● EXERCISE PROMPT: One figure is wanted here: how many lines in the entries hold the word "told".
---- SOURCE RECORDS
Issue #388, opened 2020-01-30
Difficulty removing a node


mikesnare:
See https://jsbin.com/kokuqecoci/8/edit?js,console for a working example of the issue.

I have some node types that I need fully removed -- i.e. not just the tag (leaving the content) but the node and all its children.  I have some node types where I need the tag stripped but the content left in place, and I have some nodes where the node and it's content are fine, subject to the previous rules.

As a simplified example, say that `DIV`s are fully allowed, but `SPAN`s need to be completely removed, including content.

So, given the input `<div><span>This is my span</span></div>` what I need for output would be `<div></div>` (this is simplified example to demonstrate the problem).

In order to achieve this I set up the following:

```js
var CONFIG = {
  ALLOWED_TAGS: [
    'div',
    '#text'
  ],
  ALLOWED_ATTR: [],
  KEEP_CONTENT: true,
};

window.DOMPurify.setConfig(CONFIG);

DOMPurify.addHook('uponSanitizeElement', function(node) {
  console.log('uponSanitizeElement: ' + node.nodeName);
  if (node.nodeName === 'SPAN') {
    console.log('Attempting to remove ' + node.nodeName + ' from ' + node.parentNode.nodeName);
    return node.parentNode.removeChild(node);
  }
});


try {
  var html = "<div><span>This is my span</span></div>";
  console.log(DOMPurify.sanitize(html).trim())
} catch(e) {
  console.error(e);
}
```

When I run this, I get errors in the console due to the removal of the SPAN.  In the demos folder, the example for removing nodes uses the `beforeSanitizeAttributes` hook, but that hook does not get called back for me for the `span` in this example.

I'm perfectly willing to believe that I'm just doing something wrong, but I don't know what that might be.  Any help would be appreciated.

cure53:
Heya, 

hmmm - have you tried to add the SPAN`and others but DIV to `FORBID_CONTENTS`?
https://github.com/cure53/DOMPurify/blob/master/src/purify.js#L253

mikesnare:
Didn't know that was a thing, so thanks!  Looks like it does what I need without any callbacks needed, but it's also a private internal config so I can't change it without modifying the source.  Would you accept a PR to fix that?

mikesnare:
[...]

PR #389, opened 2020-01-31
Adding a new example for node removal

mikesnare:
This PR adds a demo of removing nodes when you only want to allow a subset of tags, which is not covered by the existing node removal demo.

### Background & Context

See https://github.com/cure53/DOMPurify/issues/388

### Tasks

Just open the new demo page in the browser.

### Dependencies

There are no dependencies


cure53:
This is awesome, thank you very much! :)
--------
---- SOURCE RECORDS
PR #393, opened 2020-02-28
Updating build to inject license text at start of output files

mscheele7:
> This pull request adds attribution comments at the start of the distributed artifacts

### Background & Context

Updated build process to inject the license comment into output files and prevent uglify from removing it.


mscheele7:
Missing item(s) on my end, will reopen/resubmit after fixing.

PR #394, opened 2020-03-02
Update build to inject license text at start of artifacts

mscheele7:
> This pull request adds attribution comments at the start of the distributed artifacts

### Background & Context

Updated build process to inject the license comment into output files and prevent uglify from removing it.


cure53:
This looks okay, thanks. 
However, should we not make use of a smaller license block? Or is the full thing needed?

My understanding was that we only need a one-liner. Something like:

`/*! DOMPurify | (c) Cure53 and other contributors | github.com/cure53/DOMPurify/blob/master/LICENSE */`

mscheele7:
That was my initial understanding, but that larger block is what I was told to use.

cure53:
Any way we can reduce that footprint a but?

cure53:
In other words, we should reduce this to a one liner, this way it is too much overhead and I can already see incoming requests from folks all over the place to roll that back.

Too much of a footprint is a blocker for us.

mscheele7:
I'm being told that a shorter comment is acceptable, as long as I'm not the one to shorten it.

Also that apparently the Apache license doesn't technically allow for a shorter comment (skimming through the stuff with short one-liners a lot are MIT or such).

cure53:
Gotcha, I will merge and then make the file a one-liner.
--------
● EXERCISE OUTPUT: 2